51.2 Nuovi Prodotti: Il nano che protegge

Siamo ormai abituati ai materiali nanotecnologici applicati al restauro: il Nanorestore, introdotto nel 2008, il Nano Estel due anni dopo. Si tratta però di consolidanti, che non hanno sostanzialmente alcun effetto idrorepellente.
Grazie agli ultimi avanzamenti nel settore delle nanotecnologie, è possibile innestare, sulla superficie delle nanosilici, degli spezzoni di molecole che ne modificano le proprietà; parliamo allora di nanosilici funzionalizzate. Ad esempio, innestando catene alchiliche o silossaniche si ottengono proprietà idrofobiche, mentre con l’innesto di catene fluorurate l’effetto sarà non solo idrofobico, ma anche oleofobico.
Ricordiamo che una nanosilice è una particella di biossido di silicio (SiO2), di forma sferica e con diametro compreso tra 5 e 100 nm. È importante sapere che esistono decine di tipologie di nanosilici, diverse per dimensioni e distribuzione delle particelle, modalità di stabilizzazione, e presenza di additivi di vario tipo. Solo alcune hanno dato risultati apprezzabili per il settore restauro.
A seconda delle modalità con cui vengono prodotte, le nanoparticelle di silice, sempre sottoforma di dispersioni acquose, possono essere:
• monodisperse (con una distribuzione dimensionale delle particelle molto ristretta);
• polidisperse (con una più ampia distribuzione dimensionale).
Una volta fatte penetrare nella struttura porosa di un materiale, ed evaporata l’acqua, le nanosilici reagiscono sia con i gruppi idrossili presenti sulle superfici lapidee, sia tra loro stesse, formando dei polimeri di silice, analogamente a quanto avviene con il consolidante più noto e in assoluto più utilizzato, il silicato d’etile.
Del resto è proprio dal silicato d’etile che si parte per ottenere le nanosilici, attraverso i classici passaggi di idrolisi e policondensazione, in un processo denominato sol-gel.
Per la scelta di una silice funzionalizzata si è avviato uno studio preliminare mirato a valutare quattro prodotti presenti sul mercato, mettendoli a confronto con il classico silossano disperso in acqua Silo 112, e sono state quindi trattate due diverse tipologie di pietra, una arenaria (pietra serena) e una calcarea. Subito dopo l’applicazione tutti i prodotti davano elevati angoli di contatto (>110°) e ridotti assorbimenti d’acqua (0,15 per la calcarea e 0,35 per l’arenaria). I provini sono stati quindi esposti per 4 mesi in esterno, a pioggia e irraggiamento diretto, al fine di valutarne la resistenza.
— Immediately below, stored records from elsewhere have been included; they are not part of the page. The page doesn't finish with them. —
PR #794, opened 2026-08-27
refactor(monitor): `--live` asks the program it launched, `--attach` reads it — neither is macOS-only now

Guikingone:
`--live` was refused on anything but macOS, and the reason given was true and beside the point: reading a process from the outside needs `/usr/bin/sample`, which ships there alone — but **`--live` launches the program**. It never had to read it from outside. It simply never asked.

The exact path has asked since it existed: it hands the child a socketpair before the fork, and that channel is the credential — only this process holds the other end, so there is nothing to copy, find in a log, or replay. The live path built its child with a bare `spawn()`, so the program was never told it was being monitored, its probe stayed dormant, and an external sampler became the only way to see anything.

**The platform limit was a consequence of a missing link, not a property of Linux.**

### What it needed

Nothing new measures anything. The probe already samples itself into a ring and already renders the folded profile the endpoint serves, so `sampled_answer()` is what goes over the channel. A thread serves it, started only when the channel is present — a program nobody asked about spawns nothing — and blocks SIGPIPE and SIGPROF for the two reasons the endpoint thread does.

Snapshots are cumulative, like the endpoint's answer; a window is the difference between two, computed by the caller. A probe that reset on every read would have to decide what a window is, and would lose one to any reader that disconnected.

`--attach` cannot be fixed the same way — it is handed a pid already running under someone else's control, with no channel in, so reading it from the outside is not a shortcut there, it is the whole job. That half is [below](#attach).

### Three defects of my own, all found by running it

- **The parent kept its copy of the CHILD end.** While it holds one, the socket has a writer that never writes — so when the program exits, `recv` does not report EOF, it waits for us forever. The live loop hung there instead of noticing the target was gone.
- **Asking also wakes the exact profiler**, which writes its table to stderr at exit. The live view printed that raw dump under the table, as if the program had written it. A live view has to filter as the lines arrive, since it runs as long as the program does and a pipe nobody reads fills and blocks the writer.
- **The snapshot was collected into a map**, which keeps the *last* of two equal stacks rather than their sum. `folded_text_to_display` emits the same display stack twice when a folded line carries a native leaf, so samples went missing from the window and from every window after it.

`EINTR` is handled on both sides: a signal arriving mid-wait is not the monitor leaving, and treating it as one would stop serving snapshots silently — which the other end reads as "the target is gone".

### Verification

`test_cli_monitor_live_needs_no_external_sampler` is deliberately **not** gated on macOS, which is the point of it. It asserts a second window appears, that a PHP function is named (so frames are symbolised rather than an empty table anyone could produce), that the program's own output survives, and that no `elephc-probe:`/`elephc-instr:` line reaches the operator.

The control that settles whether the new transport is faithful: the **endpoint** path, untouched by this and reading the same `sampled_answer()`, reports the same profile for the same binary.

Four mutations over the whole path — channel never opened, probe never serving, parent keeping the child end, stderr unfiltered — **all four red, each for a different one of the test's four assertions**.

`elephc-probe` 60 · `elephc` lib 1488 · bins 1659 · `error_tests` 1437 · codegen cli 32 · the `--doc` gate. No warnings.

### <a name="attach"></a>The other half: `--attach` on Linux

`--attach` was then the last thing in `monitor` a platform could refuse, and it could not be answered by asking, so elephc reads the process itself: seize each thread, stop it, read `pc` and `fp`, walk the frame chain, resume. The syscalls and the loop driving them are alone in `ptrace.rs`, because they are the one part no test on a macOS host can run; the ELF symbol table, the naming and the folding were separated for that reason and are exercised everywhere.

Four more defects, none of which announced itself, and two of which produced a **wrong answer** rather than an error:

- **`function_symbols` returned the linker's order and `symbolize` binary-searches.** The parameter is named `sorted` and nothing had ever called both. An unsorted binary search does not fail — it answers `None` for nearly every address, and a 12-second spin loop came back as 251 samples of `<native>`, which reads as *this program is not PHP*. The producer now guarantees the order its only consumer requires, asserted where it is produced: a test that sorted first would pass against the bug.
- **`display_stack` published the mangled spelling.** Ordered, not cosmetic: the prefix that says PHP-or-helper is exactly what demangling removes, so classifying after it leaves every PHP function native.
- **The worker tree was one pid.** I shipped `pids.first()` with a comment explaining why one was enough; it was the limitation restated. Workers share the image but not the bias, so each derives its own — reusing the root's names the wrong functions, which is worse than a short table.
- **A detach that never took.** `PTRACE_DETACH` needs a *stopped* tracee and restarts it as it detaches; asked of a running one it fails with `ESRCH` silently. Seizes are per window and a traced thread cannot be seized twice, so window two seized nothing — and an empty window is how `--attach` learns its target is gone. The live view announced the program had ended, eight seconds early. A related one: `interrupt_and_wait` reported one failure for two things, so a failed wait returned before any resume and left the thread stopped.

Reading from the outside asks two things of a target that asking does not, and each refusal names its remedy: a stripped binary says to rebuild with `--keep-symbols` (elephc strips by default, because nothing *inside* a program reads its symbols), and a kernel that forbids tracing names the `yama/ptrace_scope` setting.

### I can now run the Linux path, and did

The earlier version of this said I could only type-check for Linux and that CI's shards were the oracle. That is no longer true: the attach half is exercised against real running processes in a Linux container (`--cap-add=SYS_PTRACE`).

| exercised on Linux | result |
|---|---|
| one-shot capture | `{main}` → `outer_driver` → `inner_hot_loop`, 74.4% |
| worker tree | 672 samples over 2 processes at different bases, both named |
| `--attach --live` | full 8s, 4 windows, ends when the target exits |
| stack depth | a 9-frame chain naming all five levels |
| `--out` / `--html` / `--dot` | all three written, all naming the function |
| absent pid · stripped binary | `exit=1`, each saying which |
| threads left stopped | none; `state=R` throughout, utime climbing |

The two ordering fixes are mutation-verified. The detach and resume fixes are measured before and after instead, since no unit test on this host reaches ptrace: before, the live view exited at 2s having seized 0 of 1 target in its second window with `TracerPid` still set; after, the full duration.

`elephc` bins 1678 · lib 1488 · codegen cli 37 · `elephc-probe` 61 · `elephc-instr` 79; clippy and `fmt` clean. On Linux: `monitor::` 61, clippy clean on `src/monitor`. CI green across 127 jobs.

### Docs

`--attach` was called macOS-only in four places, one of which also still said `--live` reads a process from the outside — untrue as of the first half of this PR.

### DIFF
--- a/crates/elephc-probe/src/lib.rs
+++ b/crates/elephc-probe/src/lib.rs
@@ -1107,6 +1107,18 @@ pub unsafe extern "C" fn elephc_probe_init(table: *const SymtabEntry, len: usize
         flag.write(1);
         ASKED.store(true, Ordering::Relaxed);
         arm_timer();
+        // The same channel that said "you are being monitored" can also answer
+        // "what have you sampled so far" — but only for a monitor that said it
+        // would ask. The exact path spawns, waits for the program to finish and
+        // reads its output; a thread parked in `recv` for the whole of that run
+        // is one nobody wanted, and one more thing between the program and its
+        // exit.
+        if POLLED.load(Ordering::Relaxed) {
+            std::thread::Builder::new()
+                .name("elephc-probe-control".to_string())
+                .spawn(serve_control_channel)
+                .ok();
+        }
     }
 
     // fork() RESETS interval timers in the child (POSIX; `man 2 fork`), so a
@@ -1124,7 +1136,7 @@ pub unsafe extern "C" fn elephc_probe_init(table: *const SymtabEntry, len: usize
     // The remote endpoint is opt-in: a Unix socket path in ELEPHC_PROBE_ADDR
     // turns it on. A background thread accepts connections, runs the build-key
     // handshake, and serves the folded profile — so a live production process
-    // can be profiled by `elephc monitor --probe-host` without SIGPROF from
+    // can be profiled by `elephc monitor <addr>` without SIGPROF from
     // outside and without suspending the process.
     if !key.is_null() {
         if let Ok(path) = std::env::var("ELEPHC_PROBE_ADDR") {
@@ -1133,6 +1145,119 @@ pub unsafe extern "C" fn elephc_probe_init(table: *const SymtabEntry, len: usize
             }
         }
     }
+}
+
+/// Request byte the monitor sends on the control channel to ask for a snapshot
+/// of what has been sampled so far.
+///
+/// One byte, because the channel carries exactly one question. Anything else is
+/// ignored rather than answered: fd 3 is an ordinary number and this thread must
+/// never invent a reply to a protocol it does not own.
+const CONTROL_SNAPSHOT_REQUEST: u8 = b'S';
+
+/// Serves sampled snapshots to the process that launched us, over the control
+/// channel it already holds the other end of.
+///
+/// The channel IS the credential. A socketpair created before the fork cannot be
+/// opened, guessed, or replayed by anything else on the machine, which is why
+/// this path needs no key handshake where the network endpoint does — the same
+/// reasoning that lets init treat its magic byte as "you are being monitored".
+///
+/// What this buys is `--live` without an external sampler. Reading a process
+/// from the outside needs a tool that ships on macOS alone, so the live table
+/// was macOS-only — for a program `monitor` had launched ITSELF, and could
+/// therefore simply have asked. Answering here is the ask.
+///
+/// Snapshots are cumulative, exactly as the endpoint's answer is; a caller that
+/// wants one window subtracts two of them. Keeping the accumulation on this side
+/// would mean the probe deciding what a window is, which is the caller's
+/// question, and would lose a sample to every reader that ever disconnected.
+fn serve_control_channel() {
+    // Both for the reasons the endpoint thread blocks them. SIGPIPE: a monitor
+    // that exits mid-write must not take the profiled process down with it.
+    // SIGPROF: `ITIMER_PROF` is delivered to the PROCESS and the kernel picks
+    // any thread not blocking it, so the sampler would otherwise interrupt this
+    // thread and fill the ring with the profiler's own frames instead of the
+    // ones running PHP.
+    unsafe {
+        let mut set: libc::sigset_t = std::mem::zeroed();
+        libc::sigemptyset(&mut set);
+        libc::sigaddset(&mut set, libc::SIGPIPE);
+        libc::sigaddset(&mut set, libc::SIGPROF);
+        libc::pthread_sigmask(libc::SIG_BLOCK, &set, std::ptr::null_mut());
+    }
+    loop {
+        let mut request = [0u8; 1];
+        // Safety: CONTROL_FD is the socketpair end init identified; this thread
+        // is its only reader.
+        let read = unsafe {
+            libc::recv(
+                CONTROL_FD,
+                request.as_mut_ptr() as *mut libc::c_void,
+                1,
+                0,
+            )
+        };
+        if read < 0 {
+            // A signal that arrived mid-wait is not the monitor leaving. Treating
+            // `EINTR` as the end would stop serving snapshots silently, and the
+            // live loop on the other side reads that as "the target is gone" and
+            // stops with the program still running.
+            if std::io::Error::last_os_error().kind() == std::io::ErrorKind::Interrupted {
+                continue;
+            }
+            return;
+        }
+        if read == 0 {
+            // A real EOF: the monitor is gone, which is the end of the reason
+            // this thread exists.
+            return;
+        }
+        if request[0] != CONTROL_SNAPSHOT_REQUEST {
+            continue;
+        }
+        let profile = sampled_answer();
+        let bytes = profile.as_bytes();
+        let header = (bytes.len() as u32).to_le_bytes();
+        if !control_send_all(&header) || !control_send_all(bytes) {
+            return;
+        }
+    }
+}
+
+/// Writes every byte of `data` to the control channel, or reports that it could
+/// not.
+///
+/// A short write on a stream socket is ordinary, not an error, and a reply that
+/// stops halfway is worse than no reply: the reader is length-prefixed and would
+/// block waiting for a body that is never coming.
+fn control_send_all(data: &[u8]) -> bool {
+    let mut sent = 0usize;
+    while sent < data.len() {
+        // Safety: writing `data`'s own bytes to a socket this thread owns.
+        let wrote = unsafe {
+            libc::send(
+                CONTROL_FD,
+                data[sent..].as_ptr() as *const libc::c_void,
+                data.len() - sent,
+                0,
+            )
+        };
+        if wrote < 0 {
+            // Same reasoning as the read side: an interrupted write has sent
+            // nothing and can simply be retried, where reporting failure would
+            // truncate a reply the reader is length-prefixed to wait for.
+            if std::io::Error::last_os_error().kind() == std::io::ErrorKind::Interrupted {
+                continue;
+            }
+            return false;
+        }
+        if wrote == 0 {
+            return false;
+        }
+        sent += wrote as usize;
+    }
+    true
 }
 
 /// Starts sampled collection, because someone authenticated and asked for it.
@@ -1403,8 +1528,29 @@ const CONTROL_FD: i32 = 3;
 /// buffered when the child looks. A stray inherited socket on the same descriptor
 /// says nothing and is ignored.
 const CONTROL_MAGIC: &[u8] = b"ELEPHC-MONITOR-1";
+/// The same marker, from a monitor that intends to POLL this process for
+/// snapshots rather than read its output at the end.
+///
+/// Same length as the plain one, so the peek that decides whether fd 3 is ours
+/// is unchanged — it reads a fixed sixteen bytes and compares. Written before
+/// the fork like the other, which is what makes this free of a race: the child
+/// cannot look before the parent has decided.
+///
+/// The distinction earns its keep by NOT starting a server for a run that will
+/// never ask. `--live` polls; the exact path spawns, waits for the program to
+/// end and reads its output, and a thread parked in `recv` for the whole of that
+/// is a thread nobody wanted.
+const CONTROL_MAGIC_LIVE: &[u8] = b"ELEPHC-MONITOR-L";
 /// Returned to the spawning monitor only after the marker was consumed.
 const CONTROL_ACK: &[u8] = b"ELEPHC-MONITOR-ACK-1";
+
+/// Whether the monitor that started this process said it would poll it.
+///
+/// Set by the marker check, read by init. A plain word rather than a return
+/// value because `control_fd_present` answers a yes/no question that three
+/// callers already depend on, and widening it would make every one of them
+/// carry a distinction only one of them uses.
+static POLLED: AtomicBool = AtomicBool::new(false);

I risultati ottenuti al termine del pur breve periodo di invecchiamento naturale, e riassunti nella tabella 1, hanno evidenziato per alcuni prodotti una diminuzione dell’efficacia protettiva, che è rimasta invece inalterata per altri.

Al termine dell’invecchiamento i valori di colore di tutti i prodotti rientrano perfettamente nei limiti di accettabilità (ΔE <3), con il peggior dato colorimetrico relativo al silossano all’acqua, che mantiene però ottimi risultati sia di assorbimento capillare, che di angolo di contatto

Tabella 1_ Misure di assorbimento capillare, dell’angolo di contatto e di variazioni colorimetriche dei campioni di calcare ed arenaria dopo 4 mesi di esposizione all’esterno.

Calcare Arenaria
Wa Angolo di contatto ΔE Wa Angolo di contatto ΔE
Non tratatto 0,253 22° - 0,556 11° -
Silo 112 0,152 136° 2,66 0,354 125° 2,50
Prodotto 1 0,202 142° 0,23 0,505 131° 0,50
Prodotto 2 0,337 148° 1,56 0,556 40° 0,97
Prodotto 3 0,151 58° 1,15 0,556 83° 1,04
Prodotto 4 0,152 115° 1,90 0,354 110° 1,34

È interessante notare che il Prodotto 1 applicato sull’arenaria ha perso quasi completamente efficacia secondo la valutazione tramite assorbimento capillare ma conserva un elevato angolo di contatto (131°). Simili risultati sul calcare: i prodotti 1 e 2 perdono efficacia secondo l’assorbimento capillare, che è il parametro fondamentale per la valutazione di un idrorepellente, mentre forniscono i migliori risultati sotto il profilo dell’angolo di contatto (142° e 148°). Possiamo concludere che la valutazione del solo angolo di contatto non solo è insufficiente, ma può addirittura condurre a conclusioni erronee.
Il prodotto 4, nonostante un calo del valore di angolo di contatto (fig.2 e fig.4) è risultato il prodotto che mantiene i più bassi livelli di assorbimento d’acqua, con variazioni colorimetriche impercettibili ad occhio nudo (ΔE<2), ed è stato selezionato come prodotto migliore, e attualmente distribuito con il nome Nano Silo W.
Sono attualmente in corso ulteriori test per valutarne l’efficacia su altre tipologie di pietra e la resistenza a cicli di cristallizzazione salina. 
Altre prove sono in corso su prodotti con proprietà oleofobiche, che potranno risultare utili sia come antiscritta, sia come protettivi antimacchia per pavimentazioni.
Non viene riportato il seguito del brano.